#### [PROBLEM TO SOLVE]
The records sit below. Return every line in them that holds the word "write".

<<<<

PR #246, opened 2021-02-25
Set namespace when looking up resource with externalName

### LINKED ISSUE #245: Namespaced resources with externalName fails to update
### What happened?

I'm using crossplane-runtime with a namespaced CR wanted to use the externalName feature.

### How can we reproduce it?

Use a namespaced CR and return [`ExternalNameAssigned = true`](https://github.com/crossplane/crossplane-runtime/blob/master/pkg/reconciler/managed/reconciler.go#L317) in `Create`. This results in the following error:

```
2021-02-24T16:59:21.926+0100    DEBUG   account_test    Cannot update managed resource  {"controller": "managed/account.example.org", "request": "default/test-acc-b5f78", "uid": "cb3d3cd8-90ca-4d61-a394-b04bc932e1fb", "version": "94", "external-name": "", "error": "Account.example.org \"test-acc-b5f78\" not found", "requeue-after": "2021-02-24T16:59:26.926+0100"}
```

The fix is quite simple, I will submit a PR shortly.

Crossplane-runtime version: v0.12.0 and also on master

ctrox:

Set namespace when looking up resource with externalName.

Fixes #245 

I have:

### DIFF
--- a/pkg/reconciler/managed/reconciler.go
+++ b/pkg/reconciler/managed/reconciler.go
@@ -687,7 +687,7 @@ func (r *Reconciler) Reconcile(_ context.Context, req reconcile.Request) (reconc
 			// of the loop. In that case, we warn the user that the external resource
 			// might be leaked.
 			err := retry.OnError(retry.DefaultRetry, resource.IsAPIError, func() error {
-				nn := types.NamespacedName{Name: managed.GetName()}
+				nn := types.NamespacedName{Name: managed.GetName(), Namespace: managed.GetNamespace()}
 				if err := r.client.Get(ctx, nn, managed); err != nil {
 					return err
 				}


pkg/reconciler/managed/reconciler.go
```diff
@@ -687,7 +687,7 @@ func (r *Reconciler) Reconcile(_ context.Context, req reconcile.Request) (reconc
 			// of the loop. In that case, we warn the user that the external resource
 			// might be leaked.
 			err := retry.OnError(retry.DefaultRetry, resource.IsAPIError, func() error {
-				nn := types.NamespacedName{Name: managed.GetName()}
+				nn := types.NamespacedName{Name: managed.GetName(), Namespace: managed.GetNamespace()}
```
hasheddan, line 690: Managed resources are intended to be cluster-scoped and the machinery here is intended to accommodate that fact. Using namespace-scoped managed resources could impact other aspects of the managed reconciler, such as cross-resource references. Do you have an example of where you are currently using the managed reconciler successfully for a namespaced resource?

ctrox: I was not aware of that :) I know that all included Crossplane providers only use cluster-scoped resources for their managed resources but so far nothing had stopped us using namespaced resources in our own provider. So far everything has worked but tbh we have not had to use cross-resource refs yet. If this is completely unsupported, I think there should be a more obvious way to tell us (docs or maybe even some check on controller start).

But of course my preference would be that this is *somewhat* supported so we can keep using it. I'm aware of all the other constructs that Crossplane provides to have namespaced resources (compositions, publications etc.) but sometimes that's just a bit too much configuration overhead for simple resources. So anyway, I don't have an example ready right now but there is not much to it besides setting `+kubebuilder:resource:scope=Namespaced`. I would prefer it if crossplane-runtime did not limit this use-case but maybe instead pointed at the limitations of it, like for example that cross-resource refs would just work if the other resource is cluster-scoped.

ctrox:
This turned out not to be a bug, I addressed the wider issue here: https://github.com/crossplane/crossplane-runtime/issues/251

PR #252, opened 2021-03-11
Use OpenAPI to set the default ProviderConfig

negz:

This allows us to avoid an extra update call to the API server when new managed resources are created.

I have:

I've tested this by building provider-gcp against this commit, and ensuring that `spec.providerConfigRef.name` is defaulted even when the provider is not running.

### DIFF
--- a/apis/common/v1/resource.go
+++ b/apis/common/v1/resource.go
@@ -139,6 +139,7 @@ type ResourceSpec struct {
 	// ProviderConfigReference specifies how the provider that will be used to
 	// create, observe, update, and delete this managed resource should be
 	// configured.
+	// +kubebuilder:default={"name": "default"}
 	ProviderConfigReference *Reference `json:"providerConfigRef,omitempty"`
 
 	// ProviderReference specifies the provider that will be used to create,
--- a/pkg/reconciler/managed/reconciler.go
+++ b/pkg/reconciler/managed/reconciler.go
@@ -367,11 +367,8 @@ func defaultMRManaged(m manager.Manager) mrManaged {
 	return mrManaged{
 		ConnectionPublisher: NewAPISecretPublisher(m.GetClient(), m.GetScheme()),
 		Finalizer:           resource.NewAPIFinalizer(m.GetClient(), managedFinalizerName),
-		Initializer: InitializerChain{
-			NewDefaultProviderConfig(m.GetClient()),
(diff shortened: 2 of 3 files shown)


pkg/reconciler/managed/reconciler.go
```diff
@@ -367,11 +367,8 @@ func defaultMRManaged(m manager.Manager) mrManaged {
 	return mrManaged{
 		ConnectionPublisher: NewAPISecretPublisher(m.GetClient(), m.GetScheme()),
 		Finalizer:           resource.NewAPIFinalizer(m.GetClient(), managedFinalizerName),
-		Initializer: InitializerChain{
-			NewDefaultProviderConfig(m.GetClient()),
```
negz, line 371: I considered leaving this out of an abundance of caution, because:

* It's a no-op when the ProviderConfigReference is already set.
* Many providers assume the ProviderConfigReference will never be nil
* It's possible that a provider will be built against this library, but forget to generate/apply new CRDs.

I decided to just remove it, given that it's very unlikely anyone using the package manager and our standard build tooling would ever end up accidentally deploying new provider code without also updating their CRDs.

apis/common/v1/resource.go
```diff
@@ -139,6 +139,7 @@ type ResourceSpec struct {
 	// ProviderConfigReference specifies how the provider that will be used to
 	// create, observe, update, and delete this managed resource should be
 	// configured.
+	// +kubebuilder:default={"name": "default"}
```
muvaf, line 142: I didn't know you could give an object here, nice.

muvaf (approved):
LGTM! Note that many managed resources that opt out of `NewNameAsExternalName` manually set `NewDefaultProviderConfig` as initializer. Though I don't think it's necessary to address that now.

hasheddan (approved):

negz:
> Note that many managed resources that opt out of NewNameAsExternalName manually set NewDefaultProviderConfig as initializer. Though I don't think it's necessary to address that now.

I agree. I'm pretty sure for those managed resources the NewDefaultProviderConfig logic will just become a no-op because `spec.providerConfigRef.name` will never be unset, so I think we should just surface this deprecation in the release notes then let providers update at their leisure. I think our linter config complains when folks try to use a function with a `// Deprecated` comment, which will help bug folks to update.

PR #259, opened 2021-03-28
Unpublish connection details and remove finalizer without attempting to connect to external client when deletion policy is Orphan

### LINKED ISSUE #256: Allow deletion of managed resources with orphan policy when cannot connect to provider

The managed reconciler will error [early in the reconcile loop](https://github.com/crossplane/crossplane-runtime/blob/fe13ff9a1c2173dfb9d8db7dd4bbada7a33626d6/pkg/reconciler/managed/reconciler.go#L561) if we are unable to connect to the external provider using the specified `ProviderConfig`. This means situations like https://github.com/crossplane/crossplane/issues/2212 can occur where we don't need to take any external action, but we still cannot clean up the resources in the cluster because the provider API (in this case an Azure SQL database) no longer exists.

The managed reconciler should check if `meta.WasDeleted()` and `deletionPolicy: Orphan` upon failing to connect to the external provider. If so, it should not call delete on the external client. This will require some refactoring of the `Connect()` methods of most providers as they typically will return a `nil` external client if there is an error connecting. One option to accommodate clients that don't want to support this behavior is to just not update their `Connect()` methods and maintain the existing behavior for providers where the external client is `nil` on `err != nil`. This would allow providers such as `provider-sql` to support this, but others that wouldn't encounter this issue as frequently (such as all the cloud providers), to not.

Note that this should not take the place of https://github.com/crossplane/crossplane/issues/1782, but could supplement the behavior.

hasheddan:

This PR adds the following functionality to the managed reconciler (see individual commits for more detail):
- Modifies managed reconciler to skip attempting to connect to external
client as well as initialize and resolve references when managed
resource has deletion timestamp and deletion policy is orphan.
- Updates the status of managed resource to be set to deleting in the case
where an external resource does not exist, but we fail to unpublish
connection or remove finalizer.
- Now that the managed reconciler will handle deletion with policy Orphan
early, there is no need to check that deletion policy is not orphan when
handling a managed resource with deletion timestamp set and external
resource exists.

Fixes #256 

I have:

Unit tests.

### DIFF
--- a/pkg/reconciler/managed/reconciler.go
+++ b/pkg/reconciler/managed/reconciler.go
@@ -629,7 +629,9 @@ func (r *Reconciler) Reconcile(_ context.Context, req reconcile.Request) (reconc
 		log = log.WithValues("deletion-timestamp", managed.GetDeletionTimestamp())
 		managed.SetConditions(xpv1.Deleting())
 
-		if observation.ResourceExists && managed.GetDeletionPolicy() != xpv1.DeletionOrphan {
+		// We'll only reach this point if deletion policy is not orphan, so we
+		// are safe to call external deletion if external resource exists.
+		if observation.ResourceExists {
 			if err := external.Delete(externalCtx, managed); err != nil {
 				// We'll hit this condition if we can't delete our external
 				// resource, for example if our provider credentials don't have
--- a/pkg/reconciler/managed/reconciler.go
+++ b/pkg/reconciler/managed/reconciler.go
@@ -525,6 +525,46 @@ func (r *Reconciler) Reconcile(_ context.Context, req reconcile.Request) (reconc
 		"external-name", meta.GetExternalName(managed),
 	)
 
+	// If managed resource has a deletion timestamp and and a deletion policy of
+	// Orphan, we do not need to observe the external resource before attempting
+	// to unpublish connection details and remove finalizer.
+	if meta.WasDeleted(managed) && managed.GetDeletionPolicy() == xpv1.DeletionOrphan {
+		log = log.WithValues("deletion-timestamp", managed.GetDeletionTimestamp())
+		managed.SetConditions(xpv1.Deleting())
+
+		// Empty ConnectionDetails are passed to UnpublishConnection because we
+		// have not retrieved them from the external resource. In practice we
+		// currently only write connection details to a Secret, and we rely on
+		// garbage collection to delete the entire secret, regardless of the
+		// supplied connection details.
+		if err := r.managed.UnpublishConnection(ctx, managed, ConnectionDetails{}); err != nil {
+			// If this is the first time we encounter this issue we'll be
+			// requeued implicitly when we update our status with the new error
+			// condition. If not, we requeue explicitly, which will trigger
+			// backoff.
+			log.Debug("Cannot unpublish connection details", "error", err)
+			record.Event(managed, event.Warning(reasonCannotUnpublish, err))
+			managed.SetConditions(xpv1.ReconcileError(err))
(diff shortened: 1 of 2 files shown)


pkg/reconciler/managed/reconciler.go
```diff
@@ -525,6 +525,41 @@ func (r *Reconciler) Reconcile(_ context.Context, req reconcile.Request) (reconc
...
 	)
 
+	// If managed resource has a deletion timestamp and and a deletion policy of
+	// Orphan, we do not need to observe the external resource before attempting
+	// to unpublish connection details and remove finalizer.
+	if meta.WasDeleted(managed) && managed.GetDeletionPolicy() == xpv1.DeletionOrphan {
+		log = log.WithValues("deletion-timestamp", managed.GetDeletionTimestamp())
+		managed.SetConditions(xpv1.Deleting())
+
+		if err := r.managed.UnpublishConnection(ctx, managed, ConnectionDetails{}); err != nil {
```
hasheddan, line 535: Passing empty `ConnectionDetails{}` here is a little strange, but the only "unpublish" implementation we have right now is a no-op and allows secrets to be handled with GC. However, it is unclear whether we would ever really need to pass connection details to an unpublish connection, as the contents of the secret are not really important to unpublishing the entire secret. I presume the reason why the connection publisher interface accepts this argument is to allow an implementation that partially unpublishes connection details or verifies that details match before unpublishing. We could consider just removing the `ConnectionDetails` argument from `UnpublishConnection`, but that would technically be a breaking API change (though I doubt any providers would be significantly impacted if at all).

negz: The intent of the `UnpublishConnection` interface is supposed to be "remove this subset of connection details", without any opinion as to where those details are being unpublished from (e.g. a secret). Roughly the inverse of `PublishConnection`.

> Passing empty ConnectionDetails{} here is a little strange, but the only "unpublish" implementation we have right now is a no-op and allows secrets to be handled with GC.

This seems like a great thing to include in a comment on this call.

hasheddan: @negz done :+1:

pkg/reconciler/managed/reconciler.go
```diff
@@ -525,6 +525,43 @@ func (r *Reconciler) Reconcile(_ context.Context, req reconcile.Request) (reconc
...
 
+	// If managed resource has a deletion timestamp and and a deletion policy of
+	// Orphan, we do not need to observe the external resource before attempting
+	// to unpublish connection details and remove finalizer.
+	if meta.WasDeleted(managed) && managed.GetDeletionPolicy() == xpv1.DeletionOrphan {
+		log = log.WithValues("deletion-timestamp", managed.GetDeletionTimestamp())
+		managed.SetConditions(xpv1.Deleting())
+
+		// Empty ConnectionDetails are passed to UnpublishConnection because we
+		// have not retrieved them from the external resource.
```
negz, line 536:
```suggestion
		// Empty ConnectionDetails are passed to UnpublishConnection because we
		// have not retrieved them from the external resource. In practice we currently
		// only write connection details to a Secret, and we rely on garbage collection
		// to delete the entire secret, regardless of the supplied connection details.
```

negz (approved):
LGTM, though I'd like to include a little more detail in the comment.

An aside - this `Reconcile` method has a cyclomatic complexity of 26 in master at the moment. I think this PR will bring it up to 27 or 28. I want to voice that I'm concerned about the slowly increasing branchiness of this core reconciler as we account for more edge conditions like this. No idea how (or whether we even should) address this. It's definitely not something we need to address in this PR, but it does come to mind every time I review "new functionality" in this reconciler.

muvaf (commented):
Sorry, seems I forgot my review in pending state. Submitting it just in case you find it useful.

>>>>

#### [FINISHED TASK]
+		// currently only write connection details to a Secret, and we rely on
		// only write connection details to a Secret, and we rely on garbage collection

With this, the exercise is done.